Video games are forever the scapegoats of the media industry. Apparently, video games are all powerful contriving machinations that can be single handedly held responsible for all that is wrong with society today. So, did your kid just blow off the head of his school friend with an assault rifle today? It’s totally ’cause he was playing Grand Theft Auto this weekend. Did North Korea just declare a nuclear war on the rest of the world? Totally ’cause Kim Jong-Il was playing GTA last weekend. Did that nice little kitten just die because some dude ran it over with his car? Yup, you guessed it. Grand Theft Auto. Do you find yourself unable to pee? Dude, that is so totally because of video games. Actually, this one may just be because you’re lazy, but you can still blame it on Grand Theft Auto.
Clearly, video games are capable of single handedly ruining all that we hold dear, and of bringing society to its knees, while all the video games and consoles of the world fuse together to form Skynet and enslave us in an artificial simulation. Recognizing the need to protect mankind from the horror of such a future, organizations around the world- including governments, private censorship bodies, and video game developers and publishers themselves- have taken it upon themselves to save humanity from impending doom by using the deadliest weapon at their arsenal- censorship. And since a violent video game is the one that is most likely to impale us with a spiked pole (is it wrong that I find the idea of dying that way attractive?), it is violent video games that take the heat most often.
We at GamingBolt recognize that the labors of those noble men who strive to shield us from video game violence must not go unsung. And thus, we have compiled here a list of six of the most evil, most dastardly, most violent video games that we were all saved from. Enjoy.
You totally weren’t expecting this one, were you? Me neither.
Astonishingly enough, it appears a lot of people worldwide have taken objection to the Grand Theft Auto series’ extreme focus on violence. Apparently, people don’t like the idea of being able to steal cars and mow down rows and rows of pedestrians, of getting into a tank and declaring war on a city, of equipping yourself with a bazooka and engaging in random acts of terrorism, of going on violent rampages and killing in everyone in sight… I can’t for the life of me fathom why anyone would find that offensive in the slightest, now, do you?
But people do, for some unfathomable reason. So, we have Grand Theft Auto games banned in Brazil, Japan, South Korea, and Thailand. Eh, whatever.
Ah, don’t you just love Nintendo? The warm, fuzzy, family loving company that understands the influence video games can exercise over impressionable minds, and refrains from including any kind of violence in its video games. There is no way they’d let any violent video game on their system, right? RIGHT?
Well, apparently, they just grew a pair of balls.

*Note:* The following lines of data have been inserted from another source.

PR #640, opened 2018-02-06
test(core): add unit tests for updateLayeredMaterialNodeImagery

peppsac:
This code is full of branches and is error-prone.

This PR adds a couple of unit tests, with 1 being ignored (this is the bug fixed by #618)

@gchoqueux we need to merge this one before #618, and to add more tests (features not tested: `noTextureParentOutsideLimit`, texture inheritance, error handling, elevation update)

PR #644, opened 2018-02-07
perf(protocols): decrease the count of fetch image/xbil

gchoqueux:
Return after the initialization of imaging/elevation allows
to delay the request for data fetching. where appropriate,
allows to privilege the subdivision and fetch the necessary datas.

example perf: -30% in the count of fetching for the wmts for `examples/globe `

Proposed new process `updateLayeredMaterialNodeXXX`, in two separate processes:
   * _FIRST PASS_ : `initNodeXXXFromParent` and get out of the function
   * _SECOND PASS_ : Fetch best texture

  The two-step allows you to filter out unnecessary requests
  Indeed in the second pass, their state (not visible or not displayed) can block them to fetch

### DIFF
--- a/test/layeredmaterialnodeprocessing_unit_test.js
+++ b/test/layeredmaterialnodeprocessing_unit_test.js
@@ -15,6 +15,9 @@ describe('updateLayeredMaterialNodeImagery', function () {
 
     // Mock scheduler
     const context = {
+        view: {
+            notifyChange: () => true,
+        },
         scheduler: {
             commands: [],
             execute: (cmd) => {
@@ -75,8 +78,13 @@ describe('updateLayeredMaterialNodeImagery', function () {
         tile.material.indexOfColorLayer = () => 0;
         tile.material.isColorLayerDownscaled = () => true;
         tile.material.getColorLayerLevelById = () => 1;
-        updateLayeredMaterialNodeImagery(context, layer, tile);
 
+        // FIRST PASS: init Node From Parent and get out of the function
+        // without any network fetch
+        updateLayeredMaterialNodeImagery(context, layer, tile);
+        assert.equal(context.scheduler.commands.length, 0);
+        // SECOND PASS: Fetch best texture
+        updateLayeredMaterialNodeImagery(context, layer, tile);
         assert.equal(context.scheduler.commands.length, 1);
     });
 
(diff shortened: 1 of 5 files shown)


peppsac:
Can we first merge the unit test PR #640 before adding more code to this file?

Also please add comments to explain your intent / the reasonning behind the proposed changes. Thanks!

gchoqueux:
PR updated

peppsac:
I don't see any difference in fetch count in the `globe.html` example. Did you measure before/after fetch count?

Also I'm afraid that your approach won't prevent all necessary updates: you should also prevent fetches for a subdividing node.

gchoqueux:
> example perf: -30% in the count of fetching for the wmts for examples/globe

Yes, of course, I had tests 

**in globe.html (render size 1100x1100) after Globe is initialized, try :**
`globeView.controls.setCameraTargetGeoPositionAdvanced({ longitude:  6.886991921801097, latitude: 45.87929727669077, range: 3000})`

**Result the count of fetch on Ortho**
* master :  ~280
* this PR :  ~210

> Also I'm afraid that your approach won't prevent all necessary updates: you should also prevent fetches for a subdividing node

you could specify?

test/layeredmaterialnodeprocessing_unit_test.js
```diff
@@ -75,6 +78,8 @@ describe('updateLayeredMaterialNodeImagery', function () {
         tile.material.indexOfColorLayer = () => 0;
         tile.material.isColorLayerDownscaled = () => true;
         tile.material.getColorLayerLevelById = () => 1;
+
+        updateLayeredMaterialNodeImagery(context, layer, tile);
```
peppsac: If there needs to be a second call, you should add a test to validate the intermediate state.

I suppose that you want to check that the first didn't make any network fetch, since it's the feature added by your PR.

peppsac (commented):
Looks good.
Can you just add an assert in the tests between the 2 successive calls to updateLayeredMaterialNodeImagery please?

test/layeredmaterialnodeprocessing_unit_test.js
gchoqueux: done

peppsac (approved):
Thanks!

PR #646, opened 2018-02-07
package(npm): add 'test-unit-watch' 

gliegard:
Add feature npm run unit-test-watch

## Description
It runs unit test and keep watching files, and re run the test if a file has changed.

## Motivation and Context
It can be useful during test driven development.


zarov:
Or you can do `npm run test-unit -- --watch` ;)

tbroyer:
I agree with @zarov, better document `npm run test-unit -- --watch`.

gliegard:
ok, thanks for this solution.
I close the PR.

PR #648, opened 2018-02-08
fix(examples): bad orthographic origin

zarov:
Forgot to change the origin from `bottom` to `top` in the orthographic example, sorry about that.

See #639

### DIFF
--- a/examples/orthographic.js
+++ b/examples/orthographic.js
@@ -46,14 +46,13 @@ view.tileLayer.disableSkirt = true;
 // Add an TMS imagery layer
 view.addLayer({
     type: 'color',
-    protocol: 'tms',
+    protocol: 'xyz',
     id: 'OPENSM',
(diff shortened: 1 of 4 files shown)


peppsac (commented):
Can you add this in `TMS_Provider.prototype.preprocessDataLayer`  as well:
```js
layer.origin = layer.origin || (layer.protocol == 'xyz' ? 'top' : 'bottom');
```
And then remove the `origin` declaration in `orthographic.js`

zarov:
The protocol `xyz` has been removed in the other PR, do you want to add it back ?

peppsac:
Oh. I misread the code yesterday when I approved... Yes I would prefer to keep the 2 protocol names + the `origin` option. Sorry.

zarov:
OK, fixed

peppsac (approved):
Thanks!

Issue #645, opened 2018-02-07
Partial rendering on mobile browsers (no globe, no WMTS tiles, bad controls)


fnicollet:
Hello,

We are looking at different 3D rendering engines, as we want to integrate 3D in our GIS (2D) software.

iTowns works pretty well on Desktop (the WMTS tiles are rather slow but that might be an IGN problem, or maybe the wrong tiles are loaded first depending on the field of view, I am not sure) but we also tried iTowns on a number of mobile devices (android phones, android tablets, ipad mini)

On those platforms, iTowns doesn't work well (or at all). The globe is not displayed as the WMTS tiles seem to never appear. 
Also, the controls are mostly not working on mobile (you can kind of move, zoom in or out, but you can't rotate). Here is a screenshot of the GPX official example on mobile:
![screenshot_20180207-124410](https://user-images.githubusercontent.com/1240481/35915075-e0595462-0c05-11e8-8397-c0e3e6a8e47a.png)
The other examples don't work either, so it is quite easy to reproduce.

iTowns is based on WebGL, which has sparse support on mobile, but other rendering engines work, not sure if they use a fallback or feature detection but they do work.

Our GIS (2D) software is working on mobile and we would need the 3D to work as where on mobile.

It looks like iTowns was not made to be working on mobile. Is it something that is planned at some point or is it out of the focus of the project?

Thanks for your help,
Fabien

vpicavet:
Hi,

I would say that iTowns is not specifically developed currently to be used on mobile phones. The problem is primarily with testing. Depending on your device, you may have very different outcome.

They are probably multiple causes for that, from hardware limitations to browser versions and JS support, to real itowns bugs.

That said, we would like to have it work on mobile. Not a strong priority right now, but contributions and bugfixes are welcome.

New controls for mobile should probably be written to be adapted for mobile and tablets.

I guess people at IGN like @nosy-b, @gchoqueux or @gcebelieu  will have an opinion, as geoportail.fr is now using itowns for 3D.

fnicollet:
Thanks for the detailed answer, i am also interested to know if the
geoportail team could have something handy to fix that (seems that 3d is
just disabled on mobile)

Fabien

Le 7 févr. 2018 17:01, "Vincent Picavet" <notifications@github.com> a
écrit :

autra:
@fnicollet I know that pointcloud examples works on some android devices. To elaborate on what @vpicavet said, I'd say our goal is to support most - if not all - devices that three.js supports.

[...]

PR #649, opened 2018-02-08
fix(core): disable logdepthbuffer if EXT_frag_depth is missing

peppsac:
Since r88 threejs allows enabling logdepthbuffer if EXT_frag_depth is missing,
see https://github.com/mrdoob/three.js/pull/11995.

iTowns doesn't handle this case correctly: so for now we recreate the renderer
if we realize that EXT_frag_depth isn't supported.

Before this PR:

capture d ecran de 2018-02-08 17-21-13

After:
capture d ecran de 2018-02-08 17-21-47

Note: the rendering is broken, but I have another PR that fixes this by setting correct values to camera.near/far (this PR depends on: #635, #637 and a last one not yet submitted).

### DIFF
--- a/src/Renderer/c3DEngine.js
+++ b/src/Renderer/c3DEngine.js
@@ -89,6 +89,21 @@ function c3DEngine(rendererOrDiv, options = {}) {
         throw new Error('WebGL unsupported');
     }
 
+    if (!renderer && options.logarithmicDepthBuffer) {
+        // We don't support logarithmicDepthBuffer when EXT_frag_depth is missing.
+        // So recreated a renderer if needed.
+        if (!this.renderer.extensions.get('EXT_frag_depth')) {
+            const _canvas = this.renderer.domElement;
+            this.renderer.dispose();
+            this.renderer = new THREE.WebGLRenderer({
+                canvas: _canvas,
+                antialias: options.antialias,
+                alpha: options.alpha,
+                logarithmicDepthBuffer: false,
+            });
+        }
+    }
+
     // Let's allow our canvas to take focus
     // The condition below looks weird, but it's correct: querying tabIndex
     // returns -1 if not set, but we still need to explicitly set it to force


nosy-b:
Good for smartphone :+1: #645

nosy-b:
I don't have the EXT_frag_depth bug anymore on my phone but now it crashes (WebGL had a problem)

peppsac:
> I don't have the EXT_frag_depth bug anymore on my phone but now it crashes (WebGL had a problem)

Don't you have any logs?

peppsac:
And on which device / example did you test? Does it crash on all examples?
Can you try to simplify TileFS.glsl to see if you can isolate the issue?

peppsac:
I limited the number of samplers to 8 on Android, let me know if it helps - except if your mobile phone is not an android :)
Edit: well not really, I only limited it if the vendor string begins with `Google` - which is true on the emulator but probably not on real phones. Can you report the value of UNMASKED_VENDOR_WEBGL on your phone and try to use it in `Capabilities.js` to limit the number of samplers?

autra (approved):
This fixes Midori at least (which does not have logdepthbuffer), so r+ for me. @peppsac for the last commit, it's up to you to keep it or not. If you do, please edit the commit messages. Thanks!

peppsac:
The last commit is a test for @nosy-b. If this commit doesn't fix the crash on his phone => we need to look for the real cause.

If it fixes the crash, either:
- we realize the issue only happen on one mobile GPU config (say Qualcomm). Then we can adapt the last commit to limit max_texture_unit to 8 on such GPUs
- or it happen ons various combination of GPU/iOS/Android/other param => in which case there's nothing to do about it - except implementing a more elaborate fix to limit our texture sampler usage (e.g: #309)

nosy-b:
I tried to limit the number of samplers too. I make a coffee and then I'll test your last commit  with remote debugging :)
(My phone is an android 6., and I remember itowns 2 was working like a year ago)

autra:
@nosy-b So you're not saying that this PR particularly breaks your phone right? Can you test on master? If it is also broken there, then, let's merge the first commit: it's already making things better for some devices / browsers, and open an issue / PR for your specific problem containing the second commit.

nosy-b:
@autra this PR makes the app crash. It was not the case before but the globe was all white.

Here is my log from the last commit on my android 6:

`THREE.WebGLRenderer 89
three.module.js:20895 THREE.WebGLRenderer: WEBGL_depth_texture extension not supported.
three.module.js:20895 THREE.WebGLRenderer: OES_texture_float_linear extension not supported.
three.module.js:20895 THREE.WebGLRenderer: EXT_frag_depth extension not supported.
three.module.js:21214 THREE.WebGLRenderer 89
three.module.js:20895 THREE.WebGLRenderer: WEBGL_depth_texture extension not supported.
three.module.js:20895 THREE.WebGLRenderer: OES_texture_float_linear extension not supported.
three.module.js:18051 THREE.WebGLProgram: gl.getProgramInfoLog() --From Vertex Shader:

three.module.js:18047 THREE.WebGLProgram: shader error:  0 gl.VALIDATE_STATUS false gl.getProgramInfoLog  
THREE.WebGLRenderer: Context Lost.`

I'll check the number of samples

peppsac:
@nosy-b see my comment: https://github.com/iTowns/itowns/pull/649#issuecomment-364266587

Use wegglreport.com or similar to get your vendor_id and then adapt the last commit to limit the number of samplers for your vendor (or hardcode a limit to 8 or less)

peppsac:
And IMHO, this PR makes the app crash because the crashing bug was hidden by the depthlog bug...

nosy-b:
@peppsac Yes I think so too.
(btw my vendor string is qualcomm)

peppsac:
> @peppsac Yes I think so too.

Ok, so we should merge this PR, without the last comit.

>  (btw my vendor string is qualcomm)

Did you test the workaround with the correct vendor string then?

autra:
Merging. We'll open other issues for all the other many problems on mobile, is that right with you?

Also pinging @fnicollet : can you test again now that this is merged? Did you see some improvements?

fnicollet:
Great work, i'll try it out.
I'm quite lazy, is there a way to test the master version without building it from source (rawgit or something)?
if not are there some build instructions?

Fabien

autra:
@fnicollet yes there is ! Please go to http://www.itowns-project.org/itowns/examples/, these examples are generated with current master once the master build on https://travis-ci.org/iTowns/itowns is done.

nosy-b:
@peppsac  ok good for the merge.
(I'll have to check later cause even forcing to 8 tex samplers and handling log depth it crashes.)

fnicollet:
@autra Amazing, exactly what I needed!

So, on the devices that I have here:
iPad mini: Chrome/Safari: no changes
Samsung Galaxy Tab A: Chrome: It works!
Sony Xperia Z3 mini: Chrome: crash (WebGL had a problem)

So, there is probably some tweaking to do here. I'll try to log some github issues, specific to each device problem, with the webgl diagnostic later

autra:
@fnicollet that'll be great! I'm taking a mental note that you have a bunch of different mobile devices ;-) Thanks for your help

fnicollet:
Yes, that's our device bench :) we also have a samsung smartphone, some
iPhone and some Windows touch devices, which could in handy too for testing

We are benchmarking 3D viewers for our products (iTowns, Cesium and Melown
mostly) and device compatibility would be a big plus.
I am going to create a POC next week on iTowns, see how it performs and how
we can integrate it with our software. We have some doubt on the
performance of iTowns regarding how it works. From what I understand, it is
based on WMTS tiling to get the terrain heights, while other engines use
pre-generated (tiled) terrains in binary format, which seem to be more
effective.

Anyway, if iTowns does the job, we will probably add some PR regarding the
"touch" controls, shouldn't be too hard to do

vpicavet:
@fnicollet just a side note : when replying to GH issues via email, be careful not to include your email signature which includes your mobile phone number. I removed it from your previous comment.

fnicollet:
@vpicavet Thanks! I removed my signature, to avoid future errors :)

PR #650, opened 2018-02-09
fix(examples): make examples test friendly

peppsac:
Make sure itowns' view is always accessible to ease testing (for instance
injecting a test script in an example page to query the View state).

(see also #581)

### DIFF
--- a/examples/panorama.html
+++ b/examples/panorama.html
@@ -75,13 +75,14 @@
                         protocol: 'static',
                         id: _id,
                         projection: 'EPSG:4326',
+                    }).then(() => {
+                        view.notifyChange(false);
                     });
 
                     layers.push(view.getLayers(function (l) { return (l.id == _id); })[0]);
                     index ++;
                 }
                 view.camera.camera3D.far = 10000;
-                view.notifyChange(true);
 
                 // Setup debug menu
                 var gui = new dat.GUI();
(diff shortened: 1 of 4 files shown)


examples/panorama.html
```diff
@@ -75,13 +75,14 @@
                         protocol: 'static',
                         id: _id,
                         projection: 'EPSG:4326',
+                    }).then(() => {
+                        view.notifyChange(false);
```
autra, line 79: I'm wondering if this shouldn't be done automatically in `addLayer` (or with `whenReady` in _preprocessDataLayer`)?

src/Renderer/c3DEngine.js
```diff
@@ -89,6 +89,21 @@ function c3DEngine(rendererOrDiv, options = {}) {
         throw new Error('WebGL unsupported');
     }
 
+    if (!renderer && options.logarithmicDepthBuffer) {
```
autra: You'll need a rebase I guess.

examples/panorama.html
peppsac: Indeed it could be done in `whenReady`. Do you want me to do this in this PR?

src/Renderer/c3DEngine.js
peppsac: Oops :)

examples/panorama.html
autra: We can leave it like it is here, and remove it in another PR. Whatever suits you best :-)

autra (approved):
LGTM :-)

PR #659, opened 2018-02-21
feat(core): re-enable three.js object sorting

peppsac:
It was disabled in ee7cfa0088c2d987868ef9660f3056690555ba93 because it wasn't relevant
when using RTC.
Since we removed RTC from iTowns we can reenable object sorting: it's not very costly
(one mat4 multiplication per object per frame) and it allows us to use the renderOrder
feature from three.js.

### DIFF
--- a/src/Renderer/c3DEngine.js
+++ b/src/Renderer/c3DEngine.js
@@ -117,7 +117,7 @@ function c3DEngine(rendererOrDiv, options = {}) {
 
     this.renderer.setClearColor(0x030508);
     this.renderer.autoClear = false;
-    this.renderer.sortObjects = false;
+    this.renderer.sortObjects = true;
 
     if (!renderer) {
         this.renderer.setPixelRatio(viewerDiv.devicePixelRatio);


gchoqueux:
The sort object  is for the management of transparency, isn't it?
The sorting may be wrong because of the vertex moving with the DEM

peppsac:
> The sort object is for the management of transparency, isn't it?

No.
It's to limit overdraw, reduce opengl state changes and to be able to force the drawing of an object after another, within the same draw list (three has 2 draw list: 1 for opaque objects, 1 for transparent objects).

See:
https://github.com/mrdoob/three.js/blob/dev/src/renderers/WebGLRenderer.js#L1345
and:
https://github.com/mrdoob/three.js/blob/dev/src/renderers/webgl/WebGLRenderLists.js#L7

gchoqueux:
is it necessary because it can be wrong with displacement shader?

peppsac:
> is it necessary because it can be wrong with displacement shader?

I'm not sure to understand what you mean but I'll try to answer anyway.
The object sorting feature is useful because:
- it allows to use the `renderOrder` feature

The kid friendly Nintendo Wii played host to Suda51’s No More Heroes, a game that is about an assassin who wields light sabers, engages in over the top duels, is full to the brim with toilet humor.
Also, dismembered limbs and splattering blood.
That last apparently causes the game to cross some kind of line, because we find that No More Heroes was censored in all territories but the USA so that it would have no blood, no dismembered limbs, no gore, and no violence of any kind, save that which is implied. Just have a look at that video above.
Well, what can we say? Apparently, seeing blood being red causes people to reach for their nearest katana beams and behead the first person they see.
I’m assuming you guys know about this one by now- after all, this game takes center stage in the anti video games argument in California’s justification to outlaw the sales of excessively violent games to minors. However, just in case you’re some guy who lives in his parents’ basement, playing World of Warcraft all day long, never going out on social outings, never having talked to a girl, never following the news, you should know Postal 2 is an extremely violent game that allows you to be a dick and throw scissors at children to hurt them, while you laugh hysterically in the real world, you sick, twisted bastard.
Obviously, this is totally the video game that will bring about the nuclear fallout. Ban it, ban it now. Do it now, assholes.
Yeah, so Postal 2 finds itself banned in a grand total of three countries in the world, which include Australia, New Zealand and Sweden. That is, approximately 0.5% of the gaming world. Ah, well.